BRASÍLIA, DF, RIO DE JANEIRO, RJ (FOLHAPRESS) - O governo editou nesta segunda-feira (28) uma medida provisória que dá poderes ao Ministério de Minas e Energia decidir sobre o nível de vazão de água nos reservatórios das hidrelétricas. Para aprovar a medida no Congresso, decidiu retirar do texto trechos que previam a possibilidade de um racionamento compulsório de energia.

Na MP, não há menções a qualquer tipo de restrição de consumo —seja racionamento ou deslocamento de consumo para horários fora do pico, algo que antes estava previsto no texto.

Em entrevista recente ao jornal Folha de S.Paulo, o ministro da pasta, Bento Albuquerque, afirmou que avalia para julho uma campanha de deslocamento do consumo de energia para horários fora do pico como forma de evitar apagões. Para isso, no entanto, basta uma decisão do próprio ministério.

As discussões em torno da MP se arrastam há cerca de duas semanas. Os técnicos se concentraram na mudança legal que permitirá ao governo interferir nas agências reguladoras, hoje responsáveis pela decisão sobre o nível de vazão dos rios para os reservatórios das hidrelétricas.

Cabe ao Ibama (Instituto Brasileiro do Meio Ambiente e dos Recursos Naturais Renováveis) e à ANA (Agência Nacional de Águas e Saneamento) definirem as vazões que passam pelas barragens, para atender requisitos ambientais ou permitir outros usos da água.

Recentemente, a usina de Belo Monte, por exemplo, teve a vazão restrita por razões ambientais e, por consequência, passou a injetar menos energia no sistema. Na bacia do rio Paraná, por pressão de outros usuários, a ANA mantém água em alguns reservatórios em detrimento de outros.

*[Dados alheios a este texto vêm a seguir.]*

PR #135, opened 2022-03-28
specify limit hi, low, and defaults in HandlerTable

natenichols:
Rewrites `handlerTable` to specify high, low, and default values for each `limit`.

### DIFF
--- a/src/rpc/RPC.cpp
+++ b/src/rpc/RPC.cpp
@@ -1,6 +1,7 @@
 #include <boost/asio/spawn.hpp>
 #include <etl/ETLSource.h>
 #include <rpc/Handlers.h>
+#include <rpc/RPCHelpers.h>
 #include <unordered_map>
 
 namespace RPC {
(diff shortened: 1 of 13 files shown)


cjcobb23:
Not sure we need default. What do you think about just defaulting to low?

src/rpc/RPC.cpp
```diff
@@ -118,31 +118,80 @@ make_error(Status const& status)
...
+
+static HandlerTable handlerTable
+{
+    {"account_channels",   &doAccountChannels,   LimitRange{10, 50, 100}},
+    {"account_currencies", &doAccountCurrencies, {}},
+    {"account_info",       &doAccountInfo,       {}},
+    {"account_lines",      &doAccountLines,      LimitRange{10, 50, 100}},
+    {"account_objects",    &doAccountObjects,    LimitRange{10, 50, 100}},
+    {"account_offers",     &doAccountOffers,     LimitRange{10, 50, 100}},
+    {"account_tx",         &doAccountTx,         LimitRange{10, 20, 40}},
```
cjcobb23: I think we can bump the hi here. What's rippleds max?

src/rpc/RPC.cpp
```diff
@@ -118,31 +118,80 @@ make_error(Status const& status)
...
+    {"gateway_balances",   &doGatewayBalances,   {}},
+    {"noripple_check",     &doNoRippleCheck,     {}},
+    {"book_offers",        &doBookOffers,        LimitRange{10, 20, 40}},
+    {"channel_authorize",  &doChannelAuthorize,  {}},
+    {"channel_verify",     &doChannelVerify,     {}},
+    {"ledger",             &doLedger,            {}},
+    {"ledger_data",        &doLedgerData,        LimitRange{10, 100, 256}},
```
cjcobb23: For ledger_data, we usually allow a max of 2048 when binary is set to true. Not sure what's best here.

src/rpc/RPC.cpp
```diff
@@ -118,31 +118,80 @@ make_error(Status const& status)
...
+    {"account_channels",   &doAccountChannels,   LimitRange{10, 50, 100}},
+    {"account_currencies", &doAccountCurrencies, {}},
+    {"account_info",       &doAccountInfo,       {}},
+    {"account_lines",      &doAccountLines,      LimitRange{10, 50, 100}},
+    {"account_objects",    &doAccountObjects,    LimitRange{10, 50, 100}},
+    {"account_offers",     &doAccountOffers,     LimitRange{10, 50, 100}},
+    {"account_tx",         &doAccountTx,         LimitRange{10, 20, 40}},
+    {"gateway_balances",   &doGatewayBalances,   {}},
+    {"noripple_check",     &doNoRippleCheck,     {}},
+    {"book_offers",        &doBookOffers,        LimitRange{10, 20, 40}},
```
cjcobb23: Let's bump the hi here to 100

cjcobb23:
I'm not even sure we need a low for each handler. We can probably just make sure the limit is positive, and just enforce a hi.

src/rpc/RPC.cpp
natenichols: I'm unsure, but I don't think its super relevant here, since rippled uses a tx queue and we use coroutines.

We should tweak these based on latencies that we gather from graphana.

natenichols: The big gain here is that limits are now in a central location in the codebase, and are easily changed.

src/rpc/RPC.cpp
natenichols: I bumped all of the existing handlers for now.

src/rpc/RPC.cpp
natenichols: I just added an extra clamp in `LedgerData.cpp` if `!binary`...

natenichols:
>I'm not even sure we need a low for each handler. We can probably just make sure the limit is positive, and just enforce a hi.

I like the `low` parameter. For things like the account RPCs where we traverse based on objects, it doesn't make a lot of sense to traverse one object at a time.

natenichols:
Lets merge #111 Before we merge this, @undertome's `getLimit` helper is much better than mine. I'll want to modify this PR based on those changes.

cjcobb23 (approved):
LGTM

PR #136, opened 2022-03-30
use 64 bit counters

natenichols:
the 32 bit counters would wrap back around to zero after hitting a couple hundred seconds. 

64 bit counters give us 580,000 years worth of RPC time, which should be sufficient.


cjcobb23 (approved):
LGTM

Agora, o governo passa a centralizar as decisões no lugar das agências reguladoras e assume a responsabilidade caso algo dê errado. A redução de água no leito dos rios pode comprometer a vida de peixes e a sobrevivência da população ribeirinha.

Por isso, para evitar danos sociais e ambientais e multas, as geradoras cumprem as decisões das agências e recorrem à Justiça.

Antes de editar a MP, o governo ingressou com uma ação junto ao STF (Supremo Tribunal Federal) questionando uma lei de Minas Gerais que definiu o reservatório de Furnas como patrimônio do estado. A lei estadual, questionada pela União, determina que a altura mínima da água no reservatório seja de 762 metros.

Na ação, a que a reportagem teve acesso, o governo federal afirma que cabe à União manejar os reservatórios do país.

Há cerca de duas semanas, quando a notícia de que o governo pretendia tomar o controle das usinas, o presidente do Senado, Rodrigo Pacheco (DEM-MG), demonstrou publicamente sua irritação porque, com essa medida, o governo federal estaria priorizando a geração elétrica e prejudicando a irrigação e o abastecimento em seu estado.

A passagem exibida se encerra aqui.